TASK GOAL: Go line by line through the entries and show those that hold the string "METAnalyzer".

RECORDS FOR THIS TASK:
=== Section Start ===

PR #26655, opened 2019-05-06
JETMET LumiFlag

iatakisi:
#### PR description:
we set lumiflag for only one plot which is MetSig

#### PR validation:
it shouldn't affect any normal DQM

### DIFF
--- a/DQMOffline/JetMET/src/METAnalyzer.cc
+++ b/DQMOffline/JetMET/src/METAnalyzer.cc
@@ -1772,7 +1772,7 @@ void METAnalyzer::fillMonitorElement(const edm::Event& iEvent, std::string DirNa
     myLuminosityBlock = iEvent.luminosityBlock();
     //
     
-    if (subFolderName!=""){
+    if (!subFolderName.empty()){
       DirName = DirName +"/"+subFolderName;
     }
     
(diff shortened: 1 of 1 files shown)


andrius-k:
please test

schneiml:
@smuzaffar Question regarding the bot output for this PR ( https://cmssdt.cern.ch/SDT/jenkins-artifacts/baseLineComparisons/CMSSW_10_6_X_2019-05-06-1100+26655/31517/ ):

It seems that for some workflows, the workflow ran (there are log files) but there is no output directory. In this case I was looking for 136.8311 (JetHT data), but it also affects a few others. Is that expected behaviour?

schneiml:
@fabiocos We'd like to have this small change in 10_6 to get per-lumisection saved plots for JETMET. They requested lumisection information for some quantities, and if we can't get it for all of DQM, we should have at least these plots.

andrius-k:
+1

fabiocos:
@schneiml I would say that the output directory should be there, @smuzaffar could confirm.
The PR in itself looks ok to be merged, I will just launch another test to see whether the comparison in the bot is triggered

fabiocos:
please test

fabiocos:
+1

PR #26656, opened 2019-05-06
[HeaderCheck][RECO1] Cleanup headers to avoid header inconsistency errors

smuzaffar:
- removed obsolete headers
- all of these are already marked to be delete
  -  RecoTracker/Record/interface/Records.h is not used by any thing


smuzaffar:
please test

slava77:
it would be better to delete obviously obsolete files separately from those that contain real code which may be used in some analysis and could require a revert/recovery

perrotta:
+1
- Technical: 
  - all removed headers are obsolete
  - RecoTracker/Record/interface/Records.h is never used, and it is also wrong as it refers to a non-existing "RecoTracker/Records" (with final "s") package

fabiocos:
+1

PR #26184, opened 2019-03-14
Removed unused RecoParticleFlow/PFClusterTools code

guitargeek:
#### PR description:

I have not idea how controversial this PR will be. In my opinion, the first step to bring the ParticleFlow code under our control would be a serious refactor, which I already contributed to a little bit last year.

Sadly, working on the PF code is not fun at all so I didn't do that anymore, because if you try to improve something you usually break some old code. You'd also have to change this old code that is not even used anymore, which means you just waste your time. Not to mention the cognitive overhead that this old code induces if you want to understand the PF algorithms. This situation can be improved by sweeping through RecoParticleFlow and removing this unused code.

So that's what I try to do here: I removed as many files form RecoParticleFlow/PFClusterTools as possible if you still want CMSSW to compile and the matrix tests to pass.

This code included no plugins which were not used in it's own tests. Please, if you know what this code was used for or if it's still necessary, I am happy to learn about it :)

#### PR validation:

CMSSW still compiles and local matrix tests pass.

PR #26670, opened 2019-05-06
 DataFormats/ParticleFlowReco - remove unused data formats

guitargeek:
#### PR description:

Follow up on https://github.com/cms-sw/cmssw/pull/26184, where a lot of the `PFClusterTools` code was removed. Actually, the removed code relied on several DataFormats with are now obsolete and should be removed as well.

By the way, are there any CMSSW policies on how we treat the DataFormats? Is their removal allowed, or should they stick in the release forever to ensure backwards compatibility of ROOT files?

#### PR validation:

Code compiles and local matrix tests pass.


slava77:
@cmsbuild please test

slava77:
> By the way, are there any CMSSW policies on how we treat the DataFormats? Is their removal allowed, or should they stick in the release forever to ensure backwards compatibility of ROOT files?

We can remove DF classes including dictionaries for transient DFs (something that was never saved in production jobs).
It's worth to go back in history and check if the data was produced in the past.
@guitargeek do you happen to know which ones were used in the standard PF sequences?

For the  DFs that were saved in the past, but are no longer expected to be consumed, we can make a dummy dictionary to allow reading the old files. For this:  add a ```struct RemovedXYZClassName {} ;``` to classes.h.

Only if the old data is still needed for analysis it is worth to keep the DF implementation.

slava77:
@cmsbuild please test

guitargeek:
Hi @slava77, sorry I don't happen to know anything about how the classes were used, as they are from the "Snapshot of CMSSW_6_2_0_pre8" commit so it's hard to find some information in an associated PR or something. Maybe @hatakeyamak, @jpata or @bendavid are familiar with it?

The dummy dictionary sounds like a good option to me anyhow, as it probably does not add any compile time whatsoever, no? Then I would not see any drawback.

slava77:
On 5/16/19 3:17 PM, Jonas Rembser wrote:
> The dummy dictionary sounds like a good option to me anyhow, as it
> probably does not add any compile time whatsoever, no? Then I would not
> see any drawback.
> 

I think that it will be OK to add them only after we see problems in I/O.
IIUC, none of the regular production samples have these classes persisted.

slava77:
+1

for https://github.com/cms-sw/cmssw/pull/26670	e140507
- this is essentially a technical update to remove unused classes
- jenkins tests pass

fabiocos:
+1

PR #26680, opened 2019-05-07
print statement fixes and preserve integer division with python3

davidlange6:
Fixes failing unit test in DEVEL IBs - the Validation/Geometry unit tests will still fail as our root build does not yet have pyroot working with python3.

### DIFF
--- a/Validation/Geometry/test/runP_Tracker_cfg.py
+++ b/Validation/Geometry/test/runP_Tracker_cfg.py
@@ -2,7 +2,7 @@
 #
 # for t in {'BeamPipe','Tracker','PixBar','PixFwdMinus','PixFwdPlus','TIB','TOB','TIDB','TIDF','TEC','TkStrct','InnerServices'}; do cmsRun runP_Tracker_cfg.py geom=XYZ label=$t >& /dev/null &; done
 
-
+from __future__ import print_function
 import FWCore.ParameterSet.Config as cms
 from FWCore.ParameterSet.VarParsing import VarParsing
 import sys, re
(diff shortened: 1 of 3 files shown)


davidlange6:
please test

andrius-k:
+1

Validation/Geometry/test/runP_Tracker_cfg.py
```diff
@@ -62,9 +62,9 @@
     )
 
 if options.label not in _ALLOWED_LABELS:
-    print "\n*** Error, '%s' not registered as a valid components to monitor." % options.label
-    print "Allowed components:", _ALLOWED_LABELS
-    print
+    print("\n*** Error, '%s' not registered as a valid components to monitor." % options.label)
+    print("Allowed components:", _ALLOWED_LABELS)
+    print()
```
vargasa: This `print` is not needed

cvuosalo:
+1

Validation/Geometry/test/runP_Tracker_cfg.py
fabiocos: I would say it can be fixed in another round

fabiocos:
+1

Validation/Geometry/test/runP_Tracker_cfg.py
davidlange6: this PR doesn't add the printout - it preserves current behavior.

fabiocos: @davidlange6 yes, I agree, if the maintainers want to modify it it can be done in another round, no point in stopping the PR already approved for this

=== Section End ===

OUTPUT OF THE TASK:
--- a/DQMOffline/JetMET/src/METAnalyzer.cc
+++ b/DQMOffline/JetMET/src/METAnalyzer.cc
@@ -1772,7 +1772,7 @@ void METAnalyzer::fillMonitorElement(const edm::Event& iEvent, std::string DirNa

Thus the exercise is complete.